What do the latest viral video on YouTube and employment law have in common? Paul Munro investigates.

While searching for WorkplaceInfo article ideas, your correspondent came across this video of an employee named Marina who resigned from her job for a Taiwanese animator through ‘interpretive dance’. 



The story has been picked up by media across the globe and ‘gone viral’: In less than four days, the video was viewed more than 7.5 million times on YouTube, which is ironic, since one of the reasons Marina resigned was her employer’s preoccupation with hits, on the videos she produced, rather than quality.
 

Would it work in Australia?

 
Because of the ubiquity of social media such as YouTube, Facebook and Twitter, along with other electronic communication such as texting or email, it’s increasingly likely that you will one day receive an employee’s resignation by one of these means of communication (if you haven’t already).
 
Since a video (particularly one without any speaking) is an unusual way to tender a resignation, it raises a number of questions about whether it’s an acceptable form of resignation for Australian employers:
 
Is dancing enough?
 
If you watch the video, the dance routine itself doesn’t clearly convey an intention to resign (although I’m clearly no expert on interpretive dance). It’s the subtitles that explain the reasons for Marina’s resignation, with the final subtitle stating ‘I quit’. However, at no stage does Marina verbalise her intention to resign (or even mouth the words ‘I quit’ in synch with the subtitle). On it’s own, it’s questionable whether this video constitutes a resignation.
 
How did the employer find out?
 
The media reports don’t explain how the employer was made aware of the video. Did Marina send a link to it via email to her manager, or was it only released on YouTube?
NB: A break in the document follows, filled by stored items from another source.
PR #1473, opened 2022-04-11
Added #1059: Allow to specify Resolver Port for DNS Monitor

### LINKED ISSUE #1059: [Feature] Allow to specify Resolver Port for DNS Monitor

### 🏷️ Feature Request Type

UI Feature, Other

### 🔖 Feature description

Allow to specify Port for the Resolver in a DNS Monitor.

### ✔️ Solution

Simplest would be to allow `:` to specify a port in the Resolver field and pass it down as entered.
If I'm not completely wrong, the underlying code would already support it:
https://github.com/louislam/uptime-kuma/blob/6d6cb2ad494aad7fed29f01cdea715f1c63c2bc4/server/util-server.js#L93
Regarding the Node docs, it would accept a colon already.

### ❓ Alternatives

Separate field for port would be an alternate solution.

### 📝 Additional Context

Currently it's only possible to define an IP. The syntax check if the Resolver field does not allow to specify a port.
In my use-case, I have an "internal" DNS server which is responsible for any internal name lookup's and I have AdGuardHome in front of it to block requests. Because both sit on the same OPNsense instance, the "internal" DNS runs on another port and AdGuardHome is forwarding internal queries to it.
I would like to monitor them independently to easier find the root cause in case of a problem.

Computroniks:
# Description

Fixes #1059 

This PR should fully implement https://github.com/louislam/uptime-kuma/issues/1059. When the user selects the DNS monitor option, a new input box has been added below the resolver address allowing the user to implement the port to access the resolver on. This uses the same `monitor.port` as the TCP monitor but a monitor has been added to prefill the port value to the default of `53` if the value in this field has not already been set. This is then cleared if the user selects a different monitor type and has not changed the port value. A translation has also been added explaining what this field does in order to reduce any confusion. JSDoc documentation has also been added to the `dnsResolve` function in `util-server.js`.

## Type of change

- User interface (UI)

## Checklist

## Screenshots (if any)

image
UI Changes

image
Wireshark captures of two different monitors, one set to port 53 and the other to port 530


Computroniks:
I have a couple of options for implementing the port number choice. I could either add a new input box for the port or allow the user to implement the port as part of the IP address in a [RFC5952](https://datatracker.ietf.org/doc/html/rfc5952#section-6) format. This would require modifying the regex which could make it even more complex than it already is to support all of the different formats. The input box would probably make it clearer to users that this option is available but the REGEX option would perhaps prevent the UI from getting too cluttered.

louislam:
[RFC5952](https://datatracker.ietf.org/doc/html/rfc5952#section-6) looks so complicated then I thought. If there is no existing regex/library to verify it, I think it is not worth to implement our own regex.

So add a port field should be much easier. Also the tcp type is using a port field too. In UI part, you just to add dns type to v-if. 

https://github.com/louislam/uptime-kuma/blob/a0d1ae2cce19aaa3e2f69a4f2029c34b937f0af4/src/pages/EditMonitor.vue#L78-L80

Off topic, in my opinion, I always think IPv6 address text format is a bad design, it is hard to read and there is no point to make so many port formats.

Computroniks:
I think I am going to have to add another port field as part of the dns template in order to get the order correct as if I just add dns to the v-if it will appear above the resolver address which looks a bit strange.

Computroniks:
This should be ready for testing. @patel1029, could I possibly take you up on that offer of testing? If possible, could you particularly focus on IPv6 as I haven't been able to test this as much due to my home IPv6 implementation deciding to not work today.

Computroniks:
Slightly off topic. @louislam would it be ok with you if I just went through the project and added JSDoc comments to the undocumented methods / functions. Just might help with understanding a bit more. I added one here for the dnsResolve function but I am wondering if it is better if I just do them all at once in a seperate PR

louislam:
> This should be ready for testing. @patel1029, could I possibly take you up on that offer of testing? If possible, could you particularly focus on IPv6 as I haven't been able to test this as much due to my home IPv6 implementation deciding to not work today.

Tested some cases. 
IPv4 is working fine.
My home do not natively support IPv6, but I tested with Tailscale ipv6 address. It is working fine.

However, when I change it to `::1` is not working, I am not sure it is my issue or bug.





Some screenshots:

image

image


For you information 

I added a simple dns server with fake records previously for testing, you can run by this command.

```
npm run simple-dns-server
```

But the dns library is hardcoded udp4, you need to modifiy the source code in node_modules
I reported to them
https://github.com/song940/node-dns/issues/65

louislam:
> Slightly off topic. @louislam would it be ok with you if I just went through the project and added JSDoc comments to the undocumented methods / functions. Just might help with understanding a bit more. I added one here for the dnsResolve function but I am wondering if it is better if I just do them all at once in a seperate PR

Yes, it is ok. Thank you so mcuh👍

Computroniks:
Well, I think I might have found the problem. When it is set to `::1` and a port of `5300` this is combined when it is passed to `Resolver` to become `::1:5300` which is a valid IPv6 address. It seems that `Resolver` interprets it as such and then tries to send a request to `::1:5300` port `53` which of course doesn't work. If we just wrap the IPv6 address in `[]` then this should solve this issue.

Computroniks:
Fixed merge conflicts

gaby:
👍🏻 This PR looks ready to be merged.

Computroniks:
Fixed the merge conflicts and updated the JSDoc comment to include the `resolverPort` parameter.

gaby (approved):

PR #1543, opened 2022-04-23
Upgrade to actions/checkout@v3

gaby:
# Description

Upgrade to Github Actions actions/checkout@v3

An employee needs to deliver his or her resignation directly to the employer for it to be taken seriously.
 
Did the employee create the communication?
 
Being a video production house, the employer would need to be certain the video was indeed produced by Marina and wasn’t a prank by a fellow employee, putting their own subtitles onto an existing video. If you receive a link to a video concerning one of your employees, make sure you contact the employee and confirm (preferably face-to-face) that, in fact, they created it and that they intend to resign.
 
Security issues surrounding modern communication devices and social media mean that other people may access them without the employee’s permission. Also, because social media is a relatively new technology, many people may not be familiar with some of the security risks involved with social media access.
 
Is it clearly a resignation?
 
The issues raised in the interpretive dance video apply to any form of notice of resignation given by an employee. If the words of resignation are unambiguous, then an employer is entitled to treat them as such.
 
It’s important that you ensure an employee’s intention to resign, because any misunderstanding may result in an unfair dismissal application. The FWC is required to determine whether termination was at the employer’s initiative, or whether the employee resigned of their own accord.
 
An employee who serves their notice personally to the employer, in writing, is an example of an unequivocal intention of the employee to terminate the employment. Notice by other methods, such as verbally, can be acceptable, although difficulties may arise in verifying the resignation if the employee changes their mind.
 
The door swings both ways; in unfair dismissal matters, the use of texts or emails by employers to give notice of termination to employees is usually viewed by the Fair Work Commission (FWC) as inappropriate, although circumstances may exist where texting or email is the only viable alternative.
 

Are you opening yourself to an unfair dismissal claim?

 
Non-standard methods of resignation (such as interpretive dance) can be problematic for employers. The most common scenarios considered by the FWC when determining whether an employee resigned or was dismissed are a ‘heat of the moment’ decision by an employee, or constructive dismissal (ie the employee resigned but it was due to the employer’s pressure).
 
Heat of the moment
 
Words may be said by the employee in the heat of the moment, which industrial courts and tribunals refer to as ‘special circumstances’. Where special circumstances arise it may be unreasonable for an employer to assume a resignation and accept it as such.
 
A reasonable period of time should be allowed to lapse. If circumstances arise which indicate that you need to dig deeper and confirm whether the resignation was really intended and can be properly be assumed, then such inquiry is ignored at your risk.
 
Constructive dismissal
 
The Fair Work Act reflects the common law concept of constructive dismissal, and allows for a finding that an employee was dismissed (perhaps unfairly) if:
  • the employee is effectively instructed to resign by the employer in the face of a threatened or impending dismissal; or
  • the employee quits their job in response to conduct by the employer which gives them no reasonable choice but to resign.
Examples
  1. An employer may demand a resignation with a threat of dismissal. Negotiations may then ensue and the employee may ultimately be genuinely pleased with the outcome of those negotiations to the extent that their resignation may be said to be given freely and without undue influence being brought to bear by the employer.
  2. When there are several instances where a single incident of verbal abuse has given rise to a successful claim of constructive dismissal. In one case, a director said to his secretary: ‘She is an intolerable bitch on a Monday morning’, which amounted to constructive dismissal. Also, an assistant manager saying to an employee: ‘You can’t do the bloody job anyway’, not believing this to be true, was deemed a constructive dismissal. In another case, an employee who was falsely accused of theft was found to have been constructively dismissed.
In an unfair dismissal application, the onus is on the employee to prove they did not resign voluntarily. The employee must prove that the employer forced their resignation.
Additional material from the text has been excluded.